__Exercise details__. Only lines with the string "source" should be returned from the data below.

● ● ●

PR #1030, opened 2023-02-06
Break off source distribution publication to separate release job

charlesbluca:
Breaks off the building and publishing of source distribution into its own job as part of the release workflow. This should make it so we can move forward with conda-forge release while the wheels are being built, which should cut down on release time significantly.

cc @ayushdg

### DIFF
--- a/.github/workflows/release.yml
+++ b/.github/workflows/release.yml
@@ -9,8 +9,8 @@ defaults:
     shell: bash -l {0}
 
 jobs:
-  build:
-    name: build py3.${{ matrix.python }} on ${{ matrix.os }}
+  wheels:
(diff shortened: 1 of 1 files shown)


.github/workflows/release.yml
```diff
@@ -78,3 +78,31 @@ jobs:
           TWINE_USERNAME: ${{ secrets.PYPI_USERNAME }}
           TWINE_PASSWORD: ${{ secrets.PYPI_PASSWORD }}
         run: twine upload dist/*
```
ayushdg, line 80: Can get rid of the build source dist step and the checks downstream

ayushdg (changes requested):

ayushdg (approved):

● ● ●

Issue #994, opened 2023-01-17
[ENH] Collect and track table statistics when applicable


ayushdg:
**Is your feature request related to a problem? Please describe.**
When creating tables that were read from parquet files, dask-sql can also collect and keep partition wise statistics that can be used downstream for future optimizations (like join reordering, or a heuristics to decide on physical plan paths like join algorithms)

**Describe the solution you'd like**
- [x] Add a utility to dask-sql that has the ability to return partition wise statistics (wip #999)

● ● ●

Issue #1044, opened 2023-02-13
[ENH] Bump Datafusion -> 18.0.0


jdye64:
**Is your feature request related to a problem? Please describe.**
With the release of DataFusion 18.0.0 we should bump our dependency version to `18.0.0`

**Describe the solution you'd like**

● ● ●

__Written response__.
Break off source distribution publication to separate release job
Breaks off the building and publishing of source distribution into its own job as part of the release workflow. This should make it so we can move forward with conda-forge release while the wheels are being built, which should cut down on release time significantly.
ayushdg, line 80: Can get rid of the build source dist step and the checks downstream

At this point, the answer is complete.